Fig. 3. Long-term efficacy in 3- and 6-month repeat-dose studies in PA hypomorphic mice.

a–d 3-month study showed sustained and reproducible biomarker reductions due to dual mRNAs. PA hypomorphic mice of mixed gender were IV bolus administered 0.5 or 2 mg/kg dual mRNAs or 2 mg/kg Luc control mRNA or Tris-sucrose buffer (n = 12/group/sacrifice time point) every 3 weeks for 12 weeks. Mice were sacrificed 2 days after the first dose (day 2) and 2 days after the last dose (day 86). PCC enzyme activity in liver mitochondria (a), liver 2MC (b), and plasma ammonia (female mice only as male PA mice do not exhibit elevated ammonia levels) (c) were assessed on days 2 and 86. d Plasma primary disease biomarkers were assessed weekly throughout the 3-month study.

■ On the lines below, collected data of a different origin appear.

PR #70, opened 2017-01-18
Greek translation 001

nikoss:
Hi, this is the Greek translation.
I did a general check with avidemux-qt-2.6.18-2.mga6.i586.rpm ,
and I didn't see any issues.

Also, you may want to check the bugs in sourceforge.net , where I have reported a few typos.


nikoss:
Oops, wrong file.
I'll try to reject the pull request

PR #71, opened 2017-01-18
Nikoss greek translation 001

nikoss:
Hi, this is the Greek translation.
This file has some differences compared to the previous "el.ts" file : special characters and tags(?).
But when creating the "el.qm" file, the above don't seem to be an issue.
I did a general check with avidemux-qt-2.6.18-2.mga6.i586.rpm ,
and I didn't find any problems.

---
Also, you may want to check the bugs in sourceforge.net , where I have reported a few typos.


mean00:
Thank you

PR #78, opened 2017-01-24
Making plugin strings translatable

TotalCaesar659:


eumagga0x2a:
Please see [http://doc.qt.io/qt-5/qtglobal.html#QT_TRANSLATE_NOOP](http://doc.qt.io/qt-5/qtglobal.html#QT_TRANSLATE_NOOP) for the correct usage of the `QT_TRANSLATE_NOOP` macro. I really recommend setting up a build environment for Avidemux, with your patch the source wouldn't even compile.

TotalCaesar659:
Sorry, it's just a rocket science for me. I did it after trying to translate this strings, but without a result. It should be better if you or @mean00 make it instead of me.

avidemux_plugins/ADM_videoFilters6/asciiView/ADM_vidAscii.cpp
```diff
@@ -56,8 +56,8 @@ DECLARE_VIDEO_FILTER(   AsciiFilter,   // Class
                         ADM_UI_ALL,         // UI
                         VF_TRANSFORM,            // Category
                         "AsciiView",            // internal name (must be uniq!)
-                        "Ascii View",            // Display name
-                        "Ascii view" // Description
+                        QT_TRANSLATE_NOOP("Ascii View"),            // Display name
```
eumagga0x2a: You must supply a context, e.g.

```QT_TRANSLATE_NOOP("asciiView","Ascii View"), // Display name```

In this case "asciiView" is an arbitrary string serving as context for the translation (identical strings may be translated differently if they have different context).

File: avidemux_plugins/ADM_videoFilters6/asciiView/ADM_vidAscii.cpp [hunk 2]
```diff
@@ -56,8 +56,8 @@ DECLARE_VIDEO_FILTER(   AsciiFilter,   // Class
...
+                        QT_TRANSLATE_NOOP("Ascii view") // Description
```
eumagga0x2a: Again, the context is missing (should be the same as above):

`QT_TRANSLATE_NOOP("asciiView","Ascii view") // Description`

TotalCaesar659:
You're totally right. I tried to do it like here https://github.com/mean00/avidemux2/blob/master/avidemux_plugins/ADM_videoFilters6/resampleFps/ADM_vidResampleFPS.cpp
This context was already there, I just forgot about it. Shame for me.
I'll create a new PR and close this one after.

PR #84, opened 2017-01-30
Updated Russian translation

TotalCaesar659:

PR #86, opened 2017-02-01
[i18n/ru] Correct a few translation, add kbd accels, remove a lot of broken lrelease heuristic leftovers

eumagga0x2a:
This patch addresses a few issues mentioned in [https://github.com/mean00/avidemux2/pull/84](https://github.com/mean00/avidemux2/pull/84) (mainly correcting the usage of the word "граница" as translation for "border" as agreed with the translator), removes a ton of missed leftovers caused by the broken lrelease heuristic (they all originate from the time prior to the [fix](https://github.com/mean00/avidemux2/commit/53f744224a843f12c8ecaabdeaa1b9f494de97d6)) and adds a few keyboard accelerators.

Please note that adding the "hue" filter crashes Avidemux without a usable backtrace when `LANG` is set to `ru_RU.UTF-8` at least on Linux. This crash doesn't happen e.g. with the English or German locale. Deleting `avidemux_ru.qm` helps. The first bad commit seems to be [Updated Russian translation](https://github.com/mean00/avidemux2/commit/497cbc52c3aa35621d7f1b55bcca8c209271d92f). I haven't found the direct cause yet, so this patch doesn't address the crash.

### DIFF
--- a/avidemux/qt4/i18n/avidemux_ru.ts
+++ b/avidemux/qt4/i18n/avidemux_ru.ts
@@ -4501,7 +4501,7 @@ Drop timing informations ?</source>
         <location line="+3"/>
         <location filename="../../../avidemux_plugins/ADM_videoFilters6/addBorder/ADM_vidAddBorder.h" line="+42"/>
         <source>Add Borders</source>
-        <translation type="unfinished">Добавление границ</translation>
+        <translation type="unfinished">Добавление полей</translation>
     </message>
     <message>
         <location line="+4"/>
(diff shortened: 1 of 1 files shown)


eumagga0x2a:
The translations triggering the crash are identified and removed for now, but the real bug could reside either in `ADMImage::printString` or somewhere below (an issue with non-latin characters?).

mean00:
Probably.
The printString assumes pure ascii as input, it may go out of bounds with non ascii chars

eumagga0x2a:
If there are no immediate plans to rewrite `printString` to support utf8 and maybe use freetype as rasterizer, I'd revert the relevant parts of [[i18n] Make more strings translatable (Daniel Amm)](https://github.com/mean00/avidemux2/commit/3972605aa5777d95afc5fce035fc47bfb030b6a2). It is pure luck that the German translation didn't use any umlauts here. Inviting contributors to translate strings which may not include any non-ASCII chars without telling them about that calls for trouble.

PR #93, opened 2017-02-13
[desktop integration] Add AppData file

adrienverge:
AppData is a standard to describe GUI applications. In particular, it allows these applications to be searched for and installed through software centers on Fedora, Ubuntu, etc.

This commit embeds a `.appdata.xml` file for Avidemux, so my grandmother can install it without having to open a terminal.

For further information on AppData see:
https://www.freedesktop.org/software/appstream/docs/chap-Quickstart.html#sect-Quickstart-DesktopApps

Related to: https://github.com/rpmfusion/avidemux/pull/6


hobbes1069:
Does this mean the GTK interface is supported again?

mean00:
Not really, but patches are welcome

PR #94, opened 2017-02-14
[delogo] Fix interaction between the rubber band, the spinners and the zoom (quick and dirty style)

eumagga0x2a:
This patch fixes in a quick and dirty way the current odd interaction between the spinners and the rubber band. It also reimplements `autoZoom` so that toggling autozoom doesn't change values anymore.


eumagga0x2a:
Thank you very much for merging the PR and [fixing](https://github.com/mean00/avidemux2/commit/7b941d19d9f0ec49db67990c187f13d6e72cd75a) the clumsiest lapse in the patch.

PR #104, opened 2017-02-26
[encoding] Use encoding dialog for the first pass (no re-use yet)

eumagga0x2a:
This patch falls way short of the goal to use the single instance of the encoding dialog for both the first and the second pass. It just replaces the working dialog with the encoding one for the first pass with related additional tweaks like disabling the "Advanced" tab and making information about remaining time available. The benefit: it is now possible to minimize Avidemux to the notification area during the first pass too (see [reference](http://avidemux.org/smif/index.php/topic,12493.0.html)). Without re-use of the dialog instance, the application window will pop up after the first pass though.

The patch makes also the "Pass 1" translatable and hides the disfunctional shutdown checkbox and priority  combo – on Linux and Mac completely, on Windows only for the first pass. The name of the priority label is changed to clarify its purpose when used in code elsewhere.

Automatic shutdown after  encoding can't work now, of course, as the value of `shutdownRequired` is not evaluated in the destructor and `ADM_shutdown` is never called. IMVHO, this functionality should be either fixed or the checkbox removed / hidden to avoid user confusion.

### DIFF
--- a/avidemux/common/gui_savenew.cpp
+++ b/avidemux/common/gui_savenew.cpp
@@ -73,6 +73,7 @@ protected:
         bool                  setupAudio();
         ADM_audioStream      *audioAccess[ADM_MAX_AUDIO_STREAM]; // audio tracks to feed to the muxer
         int                   nbAudioTracks;
+        Clock                ticktock;
         
 public:
                               admSaver(const char *out);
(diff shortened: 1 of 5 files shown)


mean00:
No problem, it was still on the todo

PR #21, opened 2023-06-02
feat(plan): Plan builders

zeroshade:
Still need to add some documentation and tests, but this is a good first pass at creating plan builders.


zeroshade:
@westonpace @JamesRTaylor when either of you have a chance, I'd love a quick review here just for some validation to ensure that this approach for plan builders makes sense.

Thanks much!

zeroshade:
If there's no comments by EOD today I'll merge this.

PR #22, opened 2023-08-03
fix(builders): Updated Remap functions to test correct output mapping

wackywendell:
Hello! I've been having fun trying out the builders; they're quite useful.

In the process, I noticed that the `ProjectRemap` and `AggregateRemap` builder functions were incorrectly comparing indices with the input length, rather than the output length, which for those two is not the same - before remapping, `Project` operators output (inputColumns…, expressions…), and `Aggregate` outputs `(measures…, groupings…)`. So here is a PR to fix the remapping index checker.

I looked at `CrossRemap` and `NamedScanRemap`, and they look fine; meanwhile, `FilterRemap`, `FetchRemap`, `SortRemap`, and `SetRemap` should be fine as their outputs are the same types as their inputs.


zeroshade (approved):
Thanks for catching and fixing this!

PR #29, opened 2024-07-18
Introduce rewrite tools on Rel.

scgkiran:
Add GetInputs, Copy, CopyWithExpressionRewrite to Rel

### DIFF
--- a/errors.go
+++ b/errors.go
@@ -5,11 +5,12 @@ package substraitgo
 import "errors"
 
 var (
-	ErrNotImplemented = errors.New("not implemented")
-	ErrInvalidType    = errors.New("invalid type")
-	ErrInvalidExpr    = errors.New("invalid expression")
-	ErrNotFound       = errors.New("not found")
-	ErrKeyExists      = errors.New("key already exists")
-	ErrInvalidRel     = errors.New("invalid relation")
-	ErrInvalidArg     = errors.New("invalid argument")
+	ErrNotImplemented    = errors.New("not implemented")
+	ErrInvalidType       = errors.New("invalid type")
+	ErrInvalidExpr       = errors.New("invalid expression")
+	ErrNotFound          = errors.New("not found")
+	ErrKeyExists         = errors.New("key already exists")
+	ErrInvalidRel        = errors.New("invalid relation")
+	ErrInvalidArg        = errors.New("invalid argument")
+	ErrInvalidInputCount = errors.New("invalid input count")
 )
--- a/plan/plan.go
+++ b/plan/plan.go
@@ -278,6 +278,16 @@ type Rel interface {
 	GetAdvancedExtension() *extensions.AdvancedExtension
 	ToProto() *proto.Rel
 	ToProtoPlanRel() *proto.PlanRel
+
+	// Copy creates a copy of this relation with new inputs
+	Copy(newInputs ...Rel) (Rel, error)
+
+	// GetInputs returns a list of zero or more inputs for this relation
+	GetInputs() []Rel
+
+	// CopyWithExpressionRewrite rewrites all expression trees in this Rel. Returns nil
+	// if no changes were made, otherwise a newly created rel that includes the given expressions
+	CopyWithExpressionRewrite(rewriteFunc func(expr.Expression) (expr.Expression, error), inputs ...Rel) (Rel, error)
 }
 
 func RelFromProto(rel *proto.Rel, reg expr.ExtensionRegistry) (Rel, error) {
--- a/plan/plan.go
+++ b/plan/plan.go
@@ -244,6 +244,8 @@ func (r *Root) RecordType() types.NamedStruct {
 	}
 }
 
+type RewriteFunc func(expr.Expression) (expr.Expression, error)
+
 // Rel is a relation tree, representing one of the expected Relation
 // types such as Fetch, Sort, Filter, Join, etc.
 //
@@ -285,9 +287,9 @@ type Rel interface {
 	// GetInputs returns a list of zero or more inputs for this relation
 	GetInputs() []Rel
 
-	// CopyWithExpressionRewrite rewrites all expression trees in this Rel. Returns nil
+	// CopyWithExpressionRewrite rewrites all expression trees in this Rel. Returns original Rel
 	// if no changes were made, otherwise a newly created rel that includes the given expressions
-	CopyWithExpressionRewrite(rewriteFunc func(expr.Expression) (expr.Expression, error), inputs ...Rel) (Rel, error)
+	CopyWithExpressionRewrite(rewriteFunc RewriteFunc, newInputs ...Rel) (Rel, error)
 }
 
 func RelFromProto(rel *proto.Rel, reg expr.ExtensionRegistry) (Rel, error) {
--- a/plan/relations.go
+++ b/plan/relations.go
@@ -122,7 +122,7 @@ func (b *baseReadRel) GetInputs() []Rel {
 	return []Rel{}
 }
 
-func (b *baseReadRel) copyExpressions(rewriteFunc func(expr.Expression) (expr.Expression, error)) ([]expr.Expression, error) {
+func (b *baseReadRel) copyExpressions(rewriteFunc RewriteFunc) ([]expr.Expression, error) {
 	filter, err := rewriteFunc(b.filter)
 	if err != nil {
 		return nil, err
@@ -131,10 +131,15 @@ func (b *baseReadRel) copyExpressions(rewriteFunc func(expr.Expression) (expr.Ex
 	if err != nil {
 		return nil, err
 	}
-	if filter == b.filter && bestEffortFilter == b.bestEffortFilter {
-		return nil, nil
-	}
 	return []expr.Expression{filter, bestEffortFilter}, nil
+}
+
+func (b *baseReadRel) getExpressions() []expr.Expression {
+	return []expr.Expression{b.filter, b.bestEffortFilter}
+}
+
+func (b *baseReadRel) updateFilters(filters []expr.Expression) {
+	b.filter, b.bestEffortFilter = filters[0], filters[1]
 }
 
 // NamedTableReadRel is a named scan of a base table. The list of strings
@@ -176,21 +181,20 @@ func (n *NamedTableReadRel) ToProto() *proto.Rel {
 	}
 }
 
-func (n *NamedTableReadRel) Copy(newInputs ...Rel) (Rel, error) {
+func (n *NamedTableReadRel) Copy(_ ...Rel) (Rel, error) {
 	return n, nil
 }
 
-func (n *NamedTableReadRel) CopyWithExpressionRewrite(rewriteFunc func(expr.Expression) (expr.Expression, error), newInputs ...Rel) (Rel, error) {
-	newExprs, err := n.baseReadRel.copyExpressions(rewriteFunc)
+func (n *NamedTableReadRel) CopyWithExpressionRewrite(rewriteFunc RewriteFunc, _ ...Rel) (Rel, error) {
+	newExprs, err := n.copyExpressions(rewriteFunc)
 	if err != nil {
 		return nil, err
 	}
-	if newExprs == nil {
-		return nil, nil
+	if slices.Equal(newExprs, n.getExpressions()) {
+		return n, nil
 	}
 	nt := *n
-	nt.filter = newExprs[0]
-	nt.bestEffortFilter = newExprs[1]
+	nt.updateFilters(newExprs)
 	return &nt, nil
 }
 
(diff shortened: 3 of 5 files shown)


vbarua:
This is very promising! We have something similar to this in substrait-java in the [RelCopyOnWriteVisitor](https://github.com/substrait-io/substrait-java/blob/main/core/src/main/java/io/substrait/relation/RelCopyOnWriteVisitor.java) and [ExpressionCopyOnWriteVisitor](https://github.com/substrait-io/substrait-java/blob/main/core/src/main/java/io/substrait/relation/ExpressionCopyOnWriteVisitor.java) which allows us to implement arbitrary tree rewrites quite easily.

errors.go
```diff
@@ -5,11 +5,12 @@ package substraitgo
 import "errors"
 
 var (
-	ErrNotImplemented = errors.New("not implemented")
```
jacques-n, line 8: A bunch of extraneous reformatting here.

plan/plan.go
```diff
@@ -278,6 +278,16 @@ type Rel interface {
...
+
+	// Copy creates a copy of this relation with new inputs
+	Copy(newInputs ...Rel) (Rel, error)
+
+	// GetInputs returns a list of zero or more inputs for this relation
+	GetInputs() []Rel
+
+	// CopyWithExpressionRewrite rewrites all expression trees in this Rel. Returns nil
+	// if no changes were made, otherwise a newly created rel that includes the given expressions
+	CopyWithExpressionRewrite(rewriteFunc func(expr.Expression) (expr.Expression, error), inputs ...Rel) (Rel, error)
```
jacques-n, line 290: As I've thought about this more, I think we should change. Let's just return original rel if no changes were needed. We can update the description to make this clear.

plan/relations.go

Biomarker levels in unaffected heterozygote mice (n = 24) were <LLOQ for plasma 2MC and 3HP, and <0.13 for plasma C3/C2 ratio at all time points. e, f Amelioration of heart weight/body weight ratio and plasma CTNT levels in the 6-month study. PA hypomorphic female mice received a total of six IV bolus doses of 0.5 or 1 mg/kg dual mRNAs or 1 mg/kg Luc control mRNA (n = 6/group) at weeks 0, 7, 11, 15, 20, and 24. Mice were sacrificed 2 days after the last dose. Age-matched untreated female WT mice (n = 6) were added to the end of the study at sacrifice. Hearts were weighed and normalized to body weights (e), and plasma CTNT was assessed (f). The dotted lines indicate the mean values obtained from n = 6 untreated WT age-matched female mice. Levels of heart weight/body weight and plasma CTNT in these WT mice were 3.3 ± 0.13 mg/g and 181.1 ± 43.9 pg/mL, respectively. Data are presented as mean ± SEM. P values were obtained from Tukey’s or Dunnett’s post hoc pairwise multiple comparison test following a one-way or two-way ANOVA, and are provided in the source data. ***P < 0.001.

Fig. 4. Dual mRNAs are well-tolerated in 3- and 6-month repeat-dose studies in PA hypomorphic mice.

a–c Select clinical chemistry parameters (serum ALT, AST, and BUN) in PA hypomorphic and unaffected mice (n = 12/group/sacrifice time point) from the 3-month study. d, e Select clinical chemistry parameters (plasma ALT and AST) in PA hypomorphic female mice (n = 6/group) from the 6-month study. The dotted lines indicate the mean values from n = 5 untreated WT age-matched female mice. Levels of plasma ALT and AST in these untreated WT mice were 65.60 ± 9.49 and 103.60 ± 14.15 U/L, respectively (one outlier was excluded). Data are presented as mean ± SEM. P values were obtained from Tukey’s post hoc pairwise multiple comparison test following a one-way or two-way ANOVA, and are provided in the source data. ***P < 0.001. ALT alanine aminotransferase, AST aspartate aminotransferase.